費用の壁をどう取り除くか?人事が従業員に案内できる低額・無料の相談窓口
従業員が心の不調を感じても、「相談には費用がかかりそう」「どこに頼ればよいか分からない」という理由で、専門家への相談をためらってしまうことがあります。実際、民間のカウンセリングルームを個人で利用すると、1回・50分あたりおおよそ6,000円〜10,000円前後が相場で、病院に併設されたカウンセリングルームの多くも保険適用外の自費診療です。費用の不安が、不調の早期発見・早期対応の妨げになっているのです。本記事では、人事・管理職が従業員に案内できる、費用を抑えた相談先を整理します。

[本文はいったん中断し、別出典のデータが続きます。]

PR #751, opened 2018-02-09
fn: hot container timer improvements

skinowski:
With this change, now we are allocating the timers
when the container starts and managing them via
stop/clear as needed, which should not only be more
efficient, but also easier to follow.

For example, previously, if eject time out was
set to 10 secs, this could have delayed idle timeout
up to 10 secs as well. It is also not necessary to do
any math for elapsed time.

### DIFF
--- a/api/agent/agent.go
+++ b/api/agent/agent.go
@@ -140,6 +140,9 @@ func New(da DataAccess) Agent {
 	if err != nil {
 		logrus.WithError(err).Fatal("error initializing eject idle delay")
 	}
+	if ejectIdleMsecs == time.Duration(0) {
+		logrus.Fatal("eject idle delay cannot be zero")
+	}
 
 	logrus.WithFields(logrus.Fields{"eject_msec": ejectIdleMsecs, "free_msec": freezeIdleMsecs}).Info("agent starting")
 
@@ -555,9 +558,9 @@ func (s *coldSlot) Close(ctx context.Context) error {
 
 // implements Slot
 type hotSlot struct {
-	done      chan<- struct{} // signal we are done with slot
-	errC      <-chan error    // container error
-	container *container      // TODO mask this
+	done      chan struct{} // signal we are done with slot
+	errC      <-chan error  // container error
+	container *container    // TODO mask this
 	err       error
 }
 
@@ -651,23 +654,6 @@ func (a *agent) prepCold(ctx context.Context, call *call, tok ResourceToken, ch 
 	}
 }
 
-func stopTimer(timer *time.Timer) {
-	if timer.Stop() {
-		return
-	}
-	select {
-	case <-timer.C:
-	default:
-	}
-}
-
-func reloadTimer(timer *time.Timer, dur time.Duration) {
-	if !timer.Stop() {
-		<-timer.C
-	}
-	timer.Reset(dur)
-}
-
 func (a *agent) runHot(ctx context.Context, call *call, tok ResourceToken, state ContainerState) {
 	// IMPORTANT: get a context that has a child span / logger but NO timeout
 	// TODO this is a 'FollowsFrom'
@@ -729,16 +715,6 @@ func (a *agent) runHot(ctx context.Context, call *call, tok ResourceToken, state
 	go func() {
 		defer shutdownContainer() // also close if we get an agent shutdown / idle timeout
 
-		ejectTimer := time.NewTimer(time.Duration(0))
-		freezeTimer := time.NewTimer(time.Duration(0))
-		idleTimer := time.NewTimer(time.Duration(0))
-
-		defer func() {
-			stopTimer(ejectTimer)
-			stopTimer(freezeTimer)
-			stopTimer(idleTimer)
-		}()
-
 		for {
 			select { // make sure everything is up before trying to send slot
 			case <-ctx.Done(): // container shutdown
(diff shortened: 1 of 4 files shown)


api/agent/agent.go
```diff
@@ -718,49 +740,49 @@ func (a *agent) runHot(ctx context.Context, call *call, tok ResourceToken, state
...
-			freezerTicker := a.freezeIdleMsecs
-			idleTimeout := time.Duration(call.IdleTimeout) * time.Second
 
 			done := make(chan struct{})
 			state.UpdateState(ctx, ContainerStateIdle, call.slots)
 			s := call.slots.queueSlot(&hotSlot{done, errC, container, nil})
 
+			stopTimer(freezeTimer)
+			stopTimer(idleTimer)
+			stopTimer(ejectTimer)
```
rdallman: since there's a select with a default i'm not sure we'll properly drain any of the timer.C channels, per the docs this will fail spectacularly if we call reset afterwards. i think as it is the select statement should pick the timer.C receive case but there may be a runtime scheduling race in doing that since if timer.C is not ready to send the default case will be selected (the docs just do `if timer.Stop() { <-timer.C }` which may wait an implied short amount of time, as i'm sure you know). idk for sure ?

skinowski: Changing this...

api/agent/agent.go
```diff
@@ -718,49 +737,49 @@ func (a *agent) runHot(ctx context.Context, call *call, tok ResourceToken, state
...
-								return
-							}
-							isFrozen = true
+				case <-idleTimer.C:
+				case <-freezeTimer.C:
+					if !isFrozen {
+						err := cookie.Freeze(ctx)
+						if err != nil {
+							logger.WithError(err).Error("freeze error")
+							return
```
rdallman: only issue is I think since we took the freezeTimer.C cookie that the deferred stop of that timer will wait for the cookie since it didn't stop the timer, but nobody will ever send a cookie (we'll get blocked in defer forever and leak this goroutine)

skinowski:
I need to test this a bit more... Let's hold off on merging...

api/agent/agent.go
```diff
@@ -807,6 +742,107 @@ func (a *agent) runHot(ctx context.Context, call *call, tok ResourceToken, state
...
+		isFrozen = true
+	}
+
+	state.UpdateState(ctx, ContainerStateIdle, call.slots)
+	s := call.slots.queueSlot(slot)
+
+	for {
+		select {
+		case <-s.trigger: // slot already consumed, unfreeze ASAP
+			if !isFrozen {
```
rdallman: we have to freeze it just so that we can unfreeze it? seems a bit :(

api/agent/agent.go
```diff
@@ -807,6 +742,107 @@ func (a *agent) runHot(ctx context.Context, call *call, tok ResourceToken, state
...
+	state.UpdateState(ctx, ContainerStateBusy, call.slots)
+
+	// request processing may take a long time, clean up timers now
+	ejectTicker.Stop()
+	freezeTimer.Stop()
+	idleTimer.Stop()
+
+	// wait for this call to finish
+	// NOTE do NOT select with shutdown / other channels. slot handles this.
+	<-slot.done
```
rdallman: one option to do this (`<-slot.done`) in the caller, which would remove the double ticker/timer stops

api/agent/agent.go
```diff
@@ -807,6 +742,107 @@ func (a *agent) runHot(ctx context.Context, call *call, tok ResourceToken, state
...
+// the slot is consumed. A return value of false means, the container should shutdown and no subsequent
+// calls should be made to this function.
+func (a *agent) runHotReq(ctx context.Context, call *call, state ContainerState, logger logrus.FieldLogger, cookie drivers.Cookie, slot *hotSlot) bool {
+
+	var err error
+	isFrozen := false
+
+	freezeTimer := time.NewTimer(a.freezeIdleMsecs)
+	idleTimer := time.NewTimer(time.Duration(call.IdleTimeout) * time.Second)
+	ejectTicker := time.NewTicker(a.ejectIdleMsecs)
```
rdallman: i gave this a solid 30 seconds of thought, but I can't come up with why this one is a ticker and the other 2 are timers. tickers may drop ticks if the receiver is slow, which isn't something we want exactly I don't think (say, freeze latency puts us past the eject timeout, do we want to skip ejection due to this?). a ticker also will send > 1 time, whereas this function pertains to one instance of acquiring a slot or $alternative (alternative being: shutdown, eject, idle). anyway... ?

api/agent/slots.go
```diff
@@ -70,33 +70,24 @@ func NewSlotQueue(key string) *slotQueue {
...
 	if !atomic.CompareAndSwapUint32(&s.isBusy, 0, 1) {
 		return false
 	}
 
 	a.cond.L.Lock()
-	for i := 0; i < len(a.slots); i++ {
-		if a.slots[i].id == s.id {
-			a.slots = append(a.slots[:i], a.slots[i+1:]...)
-			break
+	if len(a.slots) > 0 {
```
rdallman: the loop works without this branch fwiw

api/agent/agent.go
skinowski: No, only if frozen. An optimization only, if s.trigger is triggered, we can proceed to unfreeze before attempting acquire. I'm going to remove this as it's hard to understand and perhaps premature.

api/agent/slots.go
```diff
@@ -131,19 +122,13 @@ func (a *slotQueue) startDequeuer(ctx context.Context) chan *slotToken {
 				return
 			}
 
-			// pop
 			item := a.slots[len(a.slots)-1]
-			a.slots = a.slots[:len(a.slots)-1]
```
rdallman: i'm finding it challenging to audit the correctness of the process of acquiring a slot now. it now seems like we are relying on acquireSlot to do this, however after the loop in runHotReq we appear to do a slot.Close if we acquire the slot, which now appears to be something we have to do regardless of whether we are trying to eject -- so I'm confused how hot functions are running at all since we seem to be closing every slot we acquire?

api/agent/agent.go
rdallman: this code appears to do the opposite (it freezes if not frozen)

api/agent/slots.go
skinowski: in runHot(), if acquire succeeds, then it means consumer did not acquire it, then we close and exit processing (since it's timeout, shutdown, etc.)

on the consumer side, if acquire fails, it means the token was ejected and consumer must get another one.

api/agent/agent.go
skinowski: I think missing ticks due to freeze latency is OK. It's not really an idleness due to no processing. It is a ticker because we want to check if we can eject it every eg 1 seconds if it was idle.

rdallman: ah, that makes sense.

api/agent/agent.go
skinowski: arrghh, anyway, it's gone. :-)

api/agent/slots.go
rdallman: that's right. so we just moved slot close up to the caller, that makes sense

skinowski:
Adjusted the explanation of this idle eject settings.. The fact that it is a periodic check is not really clear. We can wake up containers when cpu & mem is starved, but it's going to trigger complicated channel/cond.var plumbing, which I'm not sure worth it.... (Perhaps in future..) For now, I think a periodic check of 1 sec is simple/enough... (Although potentially add 1 sec latency to blocked requests.)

従業員が自力で安価な相談先を探すのは簡単ではありません。人事があらかじめ利用できる窓口を把握し、状況に応じて適切な先を案内できるようにしておくことが、メンタル不調の深刻化を防ぐうえで重要です。
無料で利用できる公的機関の相談窓口
まず案内したいのが、公的機関の相談窓口です。公的機関であるため、基本的に無料で相談を受けることができます。従業員本人だけでなく、その家族の悩みにも対応できる窓口があることを知っておくと、案内の幅が広がります。
精神的な不調について相談したい場合
各都道府県・政令指定都市に設置されている精神保健福祉センターに連絡することで、本人や家族が相談を受けられたり、カウンセリングが可能な施設を案内してもらえたりします。地域の保健所でも、こころの健康に関する相談を受け付けています。
家庭や子どもに関する悩みを抱えている場合
従業員の不調の背景に、育児や家庭の事情が関わっていることもあります。こうした場合に案内できる公的窓口として、次のようなものがあります。
- 子ども家庭支援センター:子育ての悩みなどを相談できます。
- 児童相談所:虐待対応のイメージが強いですが、養育の相談をはじめ、子どもに関わるさまざまな相談ができます。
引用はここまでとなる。